Some common reasons women are raped and killed are indecent dressing and moving late in the night. Women should understand that the streets are not safe. They should bury themselves in layers of clothes that clean the streets better than LAWMA. As our Yoruba elders say, a responsible child should not move late in the night. We are not wiser than our elders, so every reasonable lady must have a reasonable curfew.

We must take precautions to avoid getting caught up in risky situations. However, Hiny Humoren (Iniobiong Umoren) did better than anyone of us would do. She notified her friends and families about where she was going. She had her location turned on through the time. Her friend got updates about her movement and was in touch till anyone last heard of her.
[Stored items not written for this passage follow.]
PR #813, opened 2021-02-05
Speed up ROOT file OI by turning off all unneeded branches

robbietuk:
A 1 line addition that turns off all branches for reading. When calling `stream_ptr->SetBranchAddress("time1", &time1);` etc., this turns the specific branch back on.

To test this, I unlisted a root file containing True 10.53M coincidence events (I have an SSD). There are no differences between the output sinograms.

 - STIR master: CPU time = 49.4s
 - FasterRootIO: CPU time = 21.7s

@NikEfth Do you have any comment on this? I don't probably dont understand ROOT to the same degree.


NikEfth:
No, I am hapy with the modification

KrisThielemans:
nice! 1 line mod, half the speed. feel free to find a few more of these!

Let's just wait for Travis etc, but i cannot see that there will be a problem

She was dressed for a job interview – not “indecently”. Did these prevent her from getting raped, murdered in cold blood, and buried in a shallow grave?

The Human Rights Watch describes Nigeria as one country where violence against women is pervasive. NOIPolls in 2019 reported that one in three ladies would have experienced a form of sexual assault before their 25th birthday. This is just one of the various forms of violence against women, some of which are promoted under the guise of culture and religion. The Tiv people, for example, believe a man only beats a woman as a sign of love. “God when?” to them has to be a talented wife beater.
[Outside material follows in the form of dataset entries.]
PR #814, opened 2021-02-10
Faster root IO

robbietuk:
Uses GetEntry() on individual branches as the checks are performed. These changes are suggestions provided by a [discussion on the ROOT forums](https://root-forum.cern.ch/t/tchain-get-entry-acceleration/43468/5).

This is an extention on #813, which allowed unlisting of 10.53M events in `21.78s CPU time`. This PR improves the unlisting to `11.97s CPU time` (when unlisting with no-exclusions). The sinograms, created by unlisting a ROOT file with STIR master and this PR are identical. 

@KrisThielemans https://github.com/UCL/STIR/pull/813#issuecomment-774195119 I found another one.

### DIFF
--- a/src/IO/InputStreamFromROOTFile.cxx
+++ b/src/IO/InputStreamFromROOTFile.cxx
@@ -127,15 +127,16 @@ InputStreamFromROOTFile::set_up(const std::string & header_path)
     stream_ptr->Add(fullfilename.c_str());
     // Turn off all branches
     stream_ptr->SetBranchStatus("*",0);
+
     // Branches are turned back on by SetBranchAddress()
-    stream_ptr->SetBranchAddress("time1", &time1);
-    stream_ptr->SetBranchAddress("time2", &time2);
-    stream_ptr->SetBranchAddress("eventID1",&eventID1);
-    stream_ptr->SetBranchAddress("eventID2",&eventID2);
-    stream_ptr->SetBranchAddress("energy1", &energy1);
-    stream_ptr->SetBranchAddress("energy2", &energy2);
-    stream_ptr->SetBranchAddress("comptonPhantom1", &comptonphantom1);
-    stream_ptr->SetBranchAddress("comptonPhantom2", &comptonphantom2);
+    stream_ptr->SetBranchAddress("time1", &time1, &br_time1);
+    stream_ptr->SetBranchAddress("time2", &time2, &br_time2);
+    stream_ptr->SetBranchAddress("eventID1",&eventID1, &br_eventID1);
+    stream_ptr->SetBranchAddress("eventID2",&eventID2, &br_eventID2);
+    stream_ptr->SetBranchAddress("energy1", &energy1, &br_energy1);
+    stream_ptr->SetBranchAddress("energy2", &energy2, &br_energy2);
+    stream_ptr->SetBranchAddress("comptonPhantom1", &comptonphantom1, &br_comptonPhantom1);
+    stream_ptr->SetBranchAddress("comptonPhantom2", &comptonphantom2, &br_comptonPhantom2);
 
     if (read_optional_root_fields)
     {
--- a/src/IO/InputStreamFromROOTFile.cxx
+++ b/src/IO/InputStreamFromROOTFile.cxx
@@ -69,6 +69,7 @@ InputStreamFromROOTFile::set_defaults()
     singles_readout_depth = -1;
     exclude_scattered = false;
     exclude_randoms = false;
+    check_energy_window_information = true;
     low_energy_window = 0.f;
     up_energy_window = 1000.f;
     read_optional_root_fields=false;
@@ -87,6 +88,7 @@ InputStreamFromROOTFile::initialise_keymap()
     this->parser.add_key("name of input TChain", &this->chain_name);
     this->parser.add_key("exclude scattered events", &this->exclude_scattered);
     this->parser.add_key("exclude random events", &this->exclude_randoms);
+    this->parser.add_key("check energy window information", &this->check_energy_window_information);
     this->parser.add_key("offset (num of detectors)", &this->offset_dets);
     this->parser.add_key("low energy window (keV)", &this->low_energy_window);
     this->parser.add_key("upper energy window (keV)", &this->up_energy_window);
@@ -194,17 +196,19 @@ InputStreamFromROOTFile::check_brentry_randoms_scatter_energy_conditions(Long64_
   }
 
   // Energy condition.
-  if (br_energy1->GetEntry(brentry) == 0)
-    return false;
-  if (br_energy2->GetEntry(brentry) == 0)
-    return false;
-  // Check both energy values are within window
-  if (this->get_energy1_in_keV() < this->low_energy_window ||
-      this->get_energy1_in_keV() > this->up_energy_window ||
-      this->get_energy2_in_keV() < this->low_energy_window ||
-      this->get_energy2_in_keV() > this->up_energy_window)
-  {
-    return false;
+  if (this->check_energy_window_information){
+    if (br_energy1->GetEntry(brentry) == 0)
+      return false;
+    if (br_energy2->GetEntry(brentry) == 0)
+      return false;
+    // Check both energy values are within window
+    if (this->get_energy1_in_keV() < this->low_energy_window ||
+        this->get_energy1_in_keV() > this->up_energy_window ||
+        this->get_energy2_in_keV() < this->low_energy_window ||
+        this->get_energy2_in_keV() > this->up_energy_window)
+    {
+      return false;
+    }
   }
   return true;
 }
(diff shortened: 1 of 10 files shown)


robbietuk:
There is a lot of overlap with the two derived classes but I cannot figure out how to parse `brentry` to a function in `InputStreamFromROOTFile`. Do I need to make it a class variable of `InputStreamFromROOTFile` to do so?

src/IO/InputStreamFromROOTFileForCylindricalPET.cxx
```diff
@@ -68,30 +68,76 @@ Succeeded
 InputStreamFromROOTFileForCylindricalPET::
 get_next_record(CListRecordROOT& record)
 {
-
+    auto brentry = stream_ptr->LoadTree(static_cast<Long64_t>(current_position));
```
KrisThielemans, line 71: why do you need to declare this out of the loop? If you do, it's fine, but then I wouldn't initialise it here (as you do it below)

KrisThielemans:
A factor 2 speed-up but ~40 line change. Not as good as the previous one 😄 !

Great stuff.

I think that indeed we can have in `InputStreamFromROOTFile`
```c++
virtual Succeeded get_next_record(CListRecordROOT&) = 0;
```
with a lot of the common code. By making it pure virtual, you force the derived classes to implement it. There is no way to force them to call the one from `InputStreamFromROOTFile` (as `InputStreamFromROOTFile::get_next_record()`), but obviously you would. 

> I cannot figure out how to parse `brentry` to a function in `InputStreamFromROOTFile`

this confuses me, as it's a local variable. Obviously, `br_eventID1` etc should be in  `InputStreamFromROOTFile`

src/IO/InputStreamFromROOTFileForCylindricalPET.cxx
robbietuk: Yep, this was a mistake.

src/IO/InputStreamFromROOTFile.cxx
```diff
@@ -163,6 +164,51 @@ InputStreamFromROOTFile::set_up(const std::string & header_path)
...
+bool
+InputStreamFromROOTFile::check_brentry_randoms_scatter_energy_conditions(Long64_t brentry)
+{
+  if (brentry < 0)
+    return false;
+
+  // Scatter event condition.
+  if (this->exclude_scattered) {
+    if (br_comptonPhantom1->GetEntry(brentry) == 0)
+      return false;
```
robbietuk, line 176: Previously these `br_comptonPhantom1->GetEntry(brentry) == 0` checks would `return Succeeded::no;`. With this change, this will now result in a `continue;` in the daughter class, which causes the next entry in the file to be processed. 

I really need the ability to return 3 things, what about?
 - `return 0;` - all good
 - `return 1;` - Event failed the conditions
 - `return 2;` - `GetEntry()== 0`

robbietuk (commented):
One concern I have is that here I am suggesting we use `TTree` methods. This change uses 
```
Long64_t brentry = stream_ptr->LoadTree(static_cast<Long64_t>(current_position));
```
As I understand it, `TChain` contains `TTree`s which contain `events` with `Branches`.
I am concerned that if multiple root files are setup in a `TChain`, we might encounter a problem... Not sure, I will test.

edit: I thought we could provide multiple root files to be unlisted but I cant find details in the users guide... Any ideas?

KrisThielemans:
>  I thought we could setup multiple root files to be unlisted but I cant find details in the users guide... Any ideas?

no, I don't think we can at the moment. Some of the code might look like that, but it was potentially copied from the ECAT966 code (which can do that), but this was never implemented for ROOT

src/IO/InputStreamFromROOTFileForECATPET.cxx
```diff
@@ -66,31 +66,68 @@ Succeeded
 InputStreamFromROOTFileForECATPET::
 get_next_record(CListRecordROOT& record)
 {
-    while(true)
-    {
-        if (current_position == nentries)
-            return Succeeded::no;
-
+  auto brentry = stream_ptr->LoadTree(static_cast<Long64_t>(current_position));
```
KrisThielemans: sam e problem here.

Please no white-space changes

src/IO/InputStreamFromROOTFile.cxx
KrisThielemans: `GetEntry()== 0` is really an `error`, is that correct? The new STIR policy is then to use `error` (which will throw an exception) as opposed to returning `Succeeded::no` (and hoping that the user will check, which half the time they don't).  Possibly that solves your problem. If not, feel free to create an `enum` (I guess `protected` inside here) such that the names tell people what's going on.

src/IO/InputStreamFromROOTFileForECATPET.cxx
KrisThielemans: sorry. I was checking on the outdated version

src/IO/InputStreamFromROOTFile.cxx
robbietuk: I think yes, but also no. https://root.cern.ch/doc/master/classTBranch.html#a4f9c8c55ab275930f2fc2f9262e31f91
The key line here is 
> The function returns the number of bytes read from the input buffer. If entry does not exist, the function returns 0. If an I/O error occurs, the function returns -1.

STIR does not check for an I/O error and therefore we really need:
```
if (br_*->GetEntry(brentry) <= 0); 
  error("I have errored!");  // Report an error message.
```

src/IO/InputStreamFromROOTFile.cxx
```diff
@@ -127,42 +128,88 @@ InputStreamFromROOTFile::set_up(const std::string & header_path)
...
+  if (br_energy2->GetEntry(brentry) == 0)
+    return false;
+  // Check both energy values are within window
+  if (this->get_energy1_in_keV() < this->low_energy_window ||
+      this->get_energy1_in_keV() > this->up_energy_window ||
+      this->get_energy2_in_keV() < this->low_energy_window ||
+      this->get_energy2_in_keV() > this->up_energy_window)
+  {
+    return false;
+  }
```
robbietuk, line 208: Can we have an if around if energy information is default we can ignore these tests.

KrisThielemans: What does a "default" mean? It might not be the same for GATE macro as STIR. I guess you could introduce yet another `bool check_energy_window_information` defaulting to `true`, but I feel it's creating work for not much benefit. Maybe I'm wrong.

robbietuk: Yes, we can (and probably should) do this. By default I meant the class defaults:
https://github.com/UCL/STIR/blob/a08cb7504aac957742e2b7a81240a38a62f2e489/src/IO/InputStreamFromROOTFile.cxx#L71-L72

robbietuk: >but I feel it's creating work for not much benefit. Maybe I'm wrong.

It was easy.

robbietuk:
Awaiting travis and I will conduct an offline test on ECATPET root data (travis only tests CylindericalPET). I think it is then good to merge.

src/IO/InputStreamFromROOTFile.cxx
```diff
@@ -68,6 +69,7 @@ InputStreamFromROOTFile::set_defaults()
     singles_readout_depth = -1;
     exclude_scattered = false;
     exclude_randoms = false;
+    check_energy_window_information = true;
```
KrisThielemans, line 72: do we document default values of all these `bool`s somewhere? Should be in the doxygen, I guess best for `set_defaults()` (can put it in the .cxx).

Also, the class doc in the .h files needs to have this new variable (and refer to `set_defaults()` for more info. Finally, the `examples/samples/*.hroot` files need to have it.

(you can see why I thought this was some work... 😄 )

src/include/stir/IO/InputStreamFromROOTFileForECATPET.h
```diff
@@ -133,8 +134,19 @@ class InputStreamFromROOTFileForECATPET : public
...
 
+    //! \name TBranches for ECAT PET
+    //@{
+    TBranch *br_crystalID1 = nullptr;
+    TBranch *br_crystalID2 = nullptr;
+    TBranch *br_blockID1 = nullptr;
+    TBranch *br_blockID2 = nullptr;
+    //@}
+
+    //! \name ROOT Variables, e.g. to hold data from each entry.
```
KrisThielemans, line 145: e.g. -> i.e.

KrisThielemans (changes requested):
some comments on documentation only.

Do add this to release_5.0.htm

KrisThielemans (approved):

The repression, associated stigmatization, and “because of the children” have made most of these violent experiences go unreported. Societies put more effort into protecting the culprits in the name of comradeship, and that, deliberately at the expense of the victim. An easy example is the case of Senator Elisha Abbo. According to Section 351 of the Criminal Code, “Any person who unlawfully assaults another is guilty of a misdemeanour, and is liable to, if no greater punishment is provided, to imprisonment for one year”.

Today, we understand Hiny’s story because there was an Umoh Uduak that was in touch. Otherwise, the storyline would have been different. The streets would have been quick to call her greedy “women of nowadays” or a vagabond who would works under the night’s cover.

The mere thought of this happening during daylight is enough to send cold chills down anyone’s spine. Even worse, it is whilst we still boil and brood over the news of a paedophilic Baba Ijesha raping a 7-year-old about 7 years ago. We know the story of that (now 14-year-old) girl because of Iyabo Ojo and those cringy irking videos. Otherwise, people would have been asking – what was she wearing? Why was she alone with him? Where was she?

These two gory cases should put to rest the ugly habit of victim shaming. A child was sexually abused in her guardian’s home. A young lady was raped, murdered, and buried in a shallow grave while job hunting. Next, we should talk about all this country did wrong. But, if you agree with the opening paragraph of the editorial, what did Hinny Humoren do wrong?